K L Krishna, Deb Kusum Das, Abdul A Erumban, Suresh Aggarwal. and Pilu Chandra Das
PRODUCTIVITY DYNAMICS IN INDIA’S SERVICE SECTOR: AN INDUSTRY -LEVEL PERSPECTIVE
CDE working Paper No. 261, October 2016
The rapid rise of service sector in India, as in its developing counterparts in Asia, follows the pattern of skipped industrialization and raises concern for sustaining economic growth in India.While the share of services in India’s GDP has risen over much of the post-independence period, the economic liberalization in the 1990s paved the way for the emergence of service sector as a key player in India’s growth story.
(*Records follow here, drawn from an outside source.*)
PR #870, opened 2026-04-15
Revert "perf: add in-memory cache for GetActiveServiceIDsForDate, inv…

fletcherw:
…alidate on GTFS reload"

This reverts commit b7d6149f6a527580b0f7bfb1624597d638657a81.

Reverting this change because it makes reasoning about correctness significantly harder during GTFS updates, but the query it's caching isn't particularly slow. I tested directly against the database, and this query usually runs in <1ms.

I also tested e2e latency of stops-for-location with and without this change and it's pretty much the same.

Not a clean rollback, also reverted some usages of logic introduced in the change that came after.


Ahmedhossamdev (approved):
Great work!

PR #871, opened 2026-04-15
refactor: simplify stop direction precomputation

fletcherw:
Remove a lot of the parallelism and batch commit complexity, remove shape cache.

On full puget sound GTFS dataset, precomputation time goes from 3.2s to 1.2s.


Ahmedhossamdev:
LGTM!

aaronbrethorst (approved):
great work 👍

The present paper examines the productivity dynamics in service sector at detailed industry level—the India
KLEMS(K = capital, L = labor, E =energy, M = materials, and S = services)panel dataset version 2015. Our results suggest that labor productivity in Indian service sector has been growing substantially over decades, and much of this productivity gain is accruing through acceleration in market services labor productivity. This observed productivity gain in market services, and in particular information and communications technology (ICT) intense services, might indicate the role of increasing ICT in contributing to labor productivity growth. The labor reallocation effect is positive for the period 1980–2011 and has increased in the 2000s, suggesting a structural transformation which is growth enhancing. The paper also examines the dynamics of total factor productivity in the service sector, measured using KLEMS growth accounting framework. The observed growth pattern in the service sector has not been uniform across all services
in India. The performance of market-based ICT intensive sectors is impressive, especially in telecommunications and financial services. However, by and large, we find a dominance of capital deepening in accounting for growth.